It's easy to add. Let's do so.
This only covers record lookups, i.e. with the --type= switch.
The higher level lookups are not covered, I opted instead to print a
message there to use --type= instead.
I am a bit reluctant to defining a new JSON format for the high-level
lookups, hence I figured for now a helpful error is good enough, that
points people to the right use.
Daan De Meyer [Tue, 30 Jan 2024 21:36:12 +0000 (22:36 +0100)]
mkosi: Stop using file provides with CentOS/Fedora
dnf5 does not download filelists metadata by default anymore as this
consists of a pretty big chunk of the repository metadata. Let's make
sure the filelists metadata doesn't have to be downloaded by dnf5 by
removing any usage of file provides from our package lists.
Adrian Vovk [Sun, 21 Jan 2024 01:29:40 +0000 (20:29 -0500)]
homed: Add InhibitSuspend() method
This returns an FD that can be used to temporarily inhibit the automatic
locking on system suspend behavior of homed. As long as the FD is open,
LockAllHomes() won't lock that home directory on suspend. This allows
desktop environments to implement custom more complicated behavior
Frantisek Sumsal [Tue, 30 Jan 2024 10:25:19 +0000 (11:25 +0100)]
meson: don't install broken tmpfiles config with sshd?confdir == 'no'
20-systemd-ssh-generator.conf expands SSHCONFDIR, which is bogus when we
build with -Dsshconfdir=no. Similarly, avoid expanding SSHDCONFDIR in
20-systemd-userdb.conf when building with -Dsshconfdir=no.
Frantisek Sumsal [Tue, 30 Jan 2024 15:27:58 +0000 (16:27 +0100)]

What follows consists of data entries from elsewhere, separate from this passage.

PR #978, opened 2015-03-22
[docker] pulling missing docker image before doing anything

bobrik:
This actually fixes #670.

Fixed scenarios:
- First
  1. Run container from 10gb image
  2. Run newer version that requires download of 10 more gb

test: explicitly set nsec3-iterations to 0
knot v3.2 and later does this by default. knot v3.1 still has the default set to
10, but it also introduced a warning that the default will be changed to 0 in
later versions, so it effectively complains about its own default, which then
fails the config check. Let's just set the value explicitly to zero to avoid
that.
~# knotc --version
knotc (Knot DNS), version 3.1.6
~# grep nsec3-iterations test/knot-data/knot.conf || echo nope
nope
~# knotc -c /build/test/knot-data/knot.conf conf-check
warning: config, policy[auto_rollover_nsec3].nsec3-iterations defaults to 10, since version 3.2 the default becomes 0
Configuration is valid
Adrian Vovk [Wed, 24 Jan 2024 00:50:21 +0000 (19:50 -0500)]
core: Fail to start/stop/reload unit if frozen
Previously, unit_{start,stop,reload} would call the low-level cgroup
unfreeze function whenever a unit was started, stopped, or reloaded. It
did so with no error checking. This call would ultimately recurse up the
cgroup tree, and unfreeze all the parent cgroups of the unit, unless an
error occurred (in which case I have no idea what would happen...)

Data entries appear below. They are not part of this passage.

PR #990, opened 2015-03-24
Added os_*_manage modules

retr0h:
These modules are used by the operator of OpenStack when deploying a cloud.  We would like to incorporate these into core, rather than fragmenting the community with various repos performing similar functionality.

Moving functionality from openstack-ansible/openstack-ansible-modules into core.

### DIFF
--- a/cloud/openstack/cinder_manage
+++ b/cloud/openstack/cinder_manage
@@ -1,0 +1,105 @@
+#!/usr/bin/python
+# -*- coding: utf-8 -*-
+
+DOCUMENTATION = '''
+---
+module: cinder_manage
+short_description: Initialize OpenStack Block Storage (cinder) database
+description: Create the tables for the database backend used by cinder
+options:
+  action:
+    description:
+      - action to perform. Currently only dbysnc is supported
+    required: true
+  conf:
+    description:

After the freeze/thaw rework in a previous commit, this can no longer
work. If we recursively thaw the parent cgroups of the unit, there may
be sibling units marked as PARENT_FROZEN which will no longer actually
have frozen parents. Fixing this is a lot more complicated than simply
disallowing start/stop/reload on a frozen unit
Adrian Vovk [Sun, 21 Jan 2024 20:05:20 +0000 (15:05 -0500)]
core: Rework recursive freeze/thaw
This commit overhauls the way freeze/thaw works recursively:
First, it introduces new FreezerActions that are like the existing
FREEZE and THAW but indicate that the action was initiated by a parent
unit. We also refactored the code to pass these FreezerActions through
the whole call stack so that we can make use of them. FreezerState was
extended similarly, to be able to differentiate between a unit that's
frozen manually and a unit that's frozen because a parent is frozen.

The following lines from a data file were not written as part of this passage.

PR #993, opened 2015-03-24
[docker] Compare container's configured image instead of running image

### LINKED ISSUE #989: [Docker] Old containers aren't cleaned up when using count
**Issue Type:**

Bug Report 

**Ansible Version:**

ansible 1.9 (devel 85cfe1bd52)

**Environment:**

Ubuntu 14.04

**Summary:**

When using `count`, old containers are not removed

**Steps To Reproduce:**

Create containers with `count: 2`, `pull: always`, and `state: reloaded`. Run task to pull an updated image.

```
- name: run node client container
  docker:
    image: "company/tv-client:dev-latest"
    env: "SERVICE_NAME=client,SERVICE_TAGS=dev"
    ports: 80
    restart_policy: always
    pull: always
    state: reloaded
    count: 2
```

**Expected Results:**

The 2 original containers are gone and 2 new ones with the latest image are running in their place

**Actual Results:**

The 2 original containers are still running alongside the new containers, but without image tags

```
CONTAINER ID        IMAGE                                  COMMAND                CREATED             STATUS              PORTS                            NAMES
eda5d790bbc1        company/tv-client:dev-latest           "nginx -g 'daemon of   5 seconds ago       Up 5 seconds        443/tcp, 0.0.0.0:49204->80/tcp   serene_blackwell
fce2c32876eb        company/tv-client:dev-latest           "nginx -g 'daemon of   6 seconds ago       Up 5 seconds        443/tcp, 0.0.0.0:49203->80/tcp   agitated_lumiere
05ef9af927ee        147b87b45e35                           "nginx -g 'daemon of   20 minutes ago      Up 20 minutes       443/tcp, 0.0.0.0:49202->80/tcp   clever_pike
0bdeb3ef8f37        147b87b45e35                           "nginx -g 'daemon of   20 minutes ago      Up 20 minutes       443/tcp, 0.0.0.0:49201->80/tcp   lonely_nobel
```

Next, slices were changed to check recursively that all their child
units can be frozen before it attempts to freeze them. This is different
from the previous behavior, that would just check if the unit's type
supported freezing at all. This cleans up the code, and also ensures
that the behavior of slices corresponds to the unit's actual ability
to be frozen
Next, we make it so that if you FREEZE a slice, it'll PARENT_FREEZE
all of its children. Similarly, if you THAW a slice it will PARENT_THAW
its children.
Finally, we use the new states available to us to refactor the code
that actually does the cgroup freezing. The code now looks at the unit's
existing freezer state and the action being requested, and decides what
next state is most appropriate. Then it puts the unit in that state.
For instance, a RUNNING unit with a request to PARENT_FREEZE will
put the unit into the PARENT_FREEZING state. As another example, a
FROZEN unit who's parent is also FROZEN will transition to
PARENT_FROZEN in response to a request to THAW.